* WHAT IS NEEDED
Whenever the string "discussion" appears in a line below, please copy the line out.

* INPUT MATERIAL
PR #301, opened 2025-02-27
Add unit and integration testing for multi-turn

dyastremsky:
Add unit and integration testing for multi-turn, which is used with sessions (e.g. --session-concurrency).

This PR adds testing for multi-turn in the payload retriever tests (which already test for timestamp and session ID, so this adds delay). It also adds an integration test for inputs being generated from a payload file and written to an inputs file.

### DIFF
--- a/genai-perf/README.md
+++ b/genai-perf/README.md
@@ -633,7 +633,7 @@ export file is `profile_export.json`, the genai-perf file will be exported to
 
 ### Session Options
 
-##### `--session-concurrency`
+##### `--session-concurrency <int>`
 
 The number of concurrenct sessions to benchmark. (default: `None`)
 
--- a/genai-perf/README.md
+++ b/genai-perf/README.md
@@ -631,6 +631,12 @@ exported to `<profile_export_file>_genai_perf.json` and
 export file is `profile_export.json`, the genai-perf file will be exported to
 `profile_export_genai_perf.csv`. (default: `profile_export.json`)
 
+### Session Options
+
+##### `--session-concurrency`
+
+The number of concurrenct sessions to benchmark. (default: `None`)
+
 ### Other Options
 
 ##### `--tokenizer <str>`
--- a/genai-perf/tests/integration_tests/test_multiturn.py
+++ b/genai-perf/tests/integration_tests/test_multiturn.py
@@ -1,0 +1,92 @@
+# Copyright 2025, NVIDIA CORPORATION & AFFILIATES. All rights reserved.
+#
+# Redistribution and use in source and binary forms, with or without
+# modification, are permitted provided that the following conditions
+# are met:
+#  * Redistributions of source code must retain the above copyright
+#    notice, this list of conditions and the following disclaimer.
+#  * Redistributions in binary form must reproduce the above copyright
+#    notice, this list of conditions and the following disclaimer in the
+#    documentation and/or other materials provided with the distribution.
+#  * Neither the name of NVIDIA CORPORATION nor the names of its
+#    contributors may be used to endorse or promote products derived
+#    from this software without specific prior written permission.
+#
+# THIS SOFTWARE IS PROVIDED BY THE COPYRIGHT HOLDERS ``AS IS'' AND ANY
+# EXPRESS OR IMPLIED WARRANTIES, INCLUDING, BUT NOT LIMITED TO, THE
+# IMPLIED WARRANTIES OF MERCHANTABILITY AND FITNESS FOR A PARTICULAR
+# PURPOSE ARE DISCLAIMED.  IN NO EVENT SHALL THE COPYRIGHT OWNER OR
+# CONTRIBUTORS BE LIABLE FOR ANY DIRECT, INDIRECT, INCIDENTAL, SPECIAL,
+# EXEMPLARY, OR CONSEQUENTIAL DAMAGES (INCLUDING, BUT NOT LIMITED TO,
+# PROCUREMENT OF SUBSTITUTE GOODS OR SERVICES; LOSS OF USE, DATA, OR
+# PROFITS; OR BUSINESS INTERRUPTION) HOWEVER CAUSED AND ON ANY THEORY
+# OF LIABILITY, WHETHER IN CONTRACT, STRICT LIABILITY, OR TORT
+# (INCLUDING NEGLIGENCE OR OTHERWISE) ARISING IN ANY WAY OUT OF THE USE
+# OF THIS SOFTWARE, EVEN IF ADVISED OF THE POSSIBILITY OF SUCH DAMAGE.
+import json
+from pathlib import Path
+from unittest.mock import mock_open, patch
+
+import pytest
+from genai_perf.inputs.input_constants import PromptSource
+from genai_perf.inputs.inputs import Inputs
+from genai_perf.inputs.inputs_config import InputsConfig
+from genai_perf.inputs.retrievers.generic_dataset import GenericDataset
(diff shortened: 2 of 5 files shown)


templates/genai-perf-templates/README_template
nv-hwoo, line 1: Just making sure: Did you run `python generate_docs.py` after the change?

genai-perf/tests/integration_tests/test_multiturn.py
```diff
@@ -0,0 +1,92 @@
...
+                self.input_type = PromptSource.PAYLOAD
+                self.extra_inputs = {}
+
+        return MockConfig()
+
+    @pytest.fixture
+    def retriever(self, mock_config):
+        return PayloadInputRetriever(mock_config)
+
+    def test_multi_turn_input__generation(self, monkeypatch, mock_config):
```
nv-hwoo, line 59:
```suggestion
    def test_multi_turn_input_generation(self, monkeypatch, mock_config):
```

genai-perf/tests/integration_tests/test_multiturn.py
```diff
@@ -0,0 +1,92 @@
...
+            assert isinstance(
+                output_data, dict
+            ), f"Expected dict, got: {type(output_data)}"
+            assert "data" in output_data, f"Unexpected JSON structure: {output_data}"
+
+            for entry in output_data["data"]:
+                assert "session_id" in entry, "Session ID missing in output entry"
+                assert (
+                    "delay" in entry or "timestamp" in entry
+                ), "Either delay or timestamp must be present in output entry"
```
nv-hwoo, line 92: Using loop to check the values are fine, but I would prefer defining an "expected" data structure and compare that against the actual one. Something like:
```python
expected_data = {
    "data": {
        "session_id": ...,
        "delay": ...,
    }
}

assert expected_data == actual_data
```
One big benefit of this approach is that it's super crystal clear what the expected return values are given the input.

genai-perf/README.md
```diff
@@ -631,6 +631,12 @@ exported to `<profile_export_file>_genai_perf.json` and
 export file is `profile_export.json`, the genai-perf file will be exported to
 `profile_export_genai_perf.csv`. (default: `profile_export.json`)
 
+### Session Options
+
+##### `--session-concurrency`
```
nv-hwoo, line 636:
```suggestion
##### `--session-concurrency <int>`
```

genai-perf/tests/integration_tests/test_multiturn.py
```diff
@@ -0,0 +1,92 @@
...
+
+    @pytest.fixture
+    def retriever(self, mock_config):
+        return PayloadInputRetriever(mock_config)
+
+    def test_multi_turn_input__generation(self, monkeypatch, mock_config):
+        input_data = (
+            '{"text": "Turn 1", "session_id": "abc", "delay": 2}\n'
+            '{"text": "Turn 2", "session_id": "abc", "delay": 3}\n'
+            '{"text": "Turn 3", "session_id": "abc", "timestamp": 5000}\n'
```
lkomali, line 63: Is this functionally correct? 
The way multi-turn is implemented today, we can specify a mix of delay and timestamp and PA ignores a request if it doesn't contain "delay" in multi-turn mode.
However, I think GAP should throw an error in this case instead of PA silently ignoring the request. 
The test is fine in itself but I think this validation should be added in the feature.

templates/genai-perf-templates/README_template
```diff
@@ -631,6 +631,12 @@ exported to `<profile_export_file>_genai_perf.json` and
 export file is `profile_export.json`, the genai-perf file will be exported to
 `profile_export_genai_perf.csv`. (default: `profile_export.json`)
 
+### Session Options
+
+##### `--session-concurrency`
```
nv-hwoo, line 636:
```suggestion
##### `--session-concurrency <int>`
```

lkomali (commented):
LGTM, just one question/comment.

genai-perf/tests/integration_tests/test_multiturn.py
dyastremsky: I see. I updated the unit test. Thanks for pointing this out!

I think PA today returns the error and GAP forwards it to the user, but we could always run it and validate it.

templates/genai-perf-templates/README_template
dyastremsky: I was copying the changes to both READMEs. Just ran it -- no changes.

genai-perf/tests/integration_tests/test_multiturn.py
dyastremsky: I need to push back on this. The clarity is nice, but then you have a very brittle unit test. We see this in test_json_parser, which requires a change every time we modify the code. What I'd rather have is tests that minimally test only the functionality necessary and nothing else, even if they are slightly less readable.

Open to a longer discussion on this. Maybe as a team? I'd like us aligned on the tests we're writing, with folks agreeing on the rationale and approach for writing tests.

nv-hwoo: > We see this in test_json_parser, which requires a change every time we modify the code. 

Are you referring to profile data parser tests (esp. LLM profile data parser test)? If so, I believe the problem there is different one. The issues with the profile data parser test are that
1. It needs profile export json file to check the functionality.
2. Each functionality (e.g. OpenAI endpoints, Triton endpoints, etc) requires different profile export contents.
3. It's trying to test too many things (e.g. parse json file, calculate metrics, calculate statistics). One reason for this is due to how the current profile data parser has blown up over time.

> Open to a longer discussion on this. Maybe as a team? I'd like us aligned on our approach to writing tests and the rationale behind it.

Right, I agree this is probably worth discussing with the team as a whole. I'm sure there's some way that could strike the balance between clarity and flexibility.

dyastremsky: No, no. The JSON exporter tests. I believe it's [this one](https://github.com/triton-inference-server/perf_analyzer/blob/main/genai-perf/tests/test_exporters/test_json_exporter.py#L305). To be clear, I'm not trying to call out anyone's design or testing. I don't even know who wrote it at this point. It's just that whenever we add/remove an arg, that test immediately breaks. And that's because we [hardcore the entire JSON we expect](https://github.com/triton-inference-server/perf_analyzer/blob/59899c5f542df56e4357866eeb9a8283ec4caf58/genai-perf/tests/test_exporters/test_json_exporter.py#L141-L280) rather than testing specific functionalities.

One could make the argument that we want to test every field in the JSON, but I don't think that's the test intent. If it is, breaking up the test to individually test fields would be better. But a test that we constantly have to update results in more maintenance/headache and increases the likelihood a mistake gets overlooked because people are used to needing to fix it whenever it breaks with a new feature.

nv-hwoo: Ah, hahaha when I saw json "parser" I just immediately thought you meant data parser 😂 Anyways, this is not a huge blocker for me since the test is bitesize and straightforward enough. Thanks for explaining your thoughts!

nv-hwoo (approved):

genai-perf/tests/integration_tests/test_multiturn.py
dyastremsky: Ah haha! Any time, I appreciate you raising this and discussing it. I would love to talk about it offline sometime. I think we have done a good job on the testing infrastructure, but it could be nice to strategize as a team about it to iterate and make it even more frictionless.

* TASK ANSWER
Open to a longer discussion on this. Maybe as a team? I'd like us aligned on the tests we're writing, with folks agreeing on the rationale and approach for writing tests.
> Open to a longer discussion on this. Maybe as a team? I'd like us aligned on our approach to writing tests and the rationale behind it.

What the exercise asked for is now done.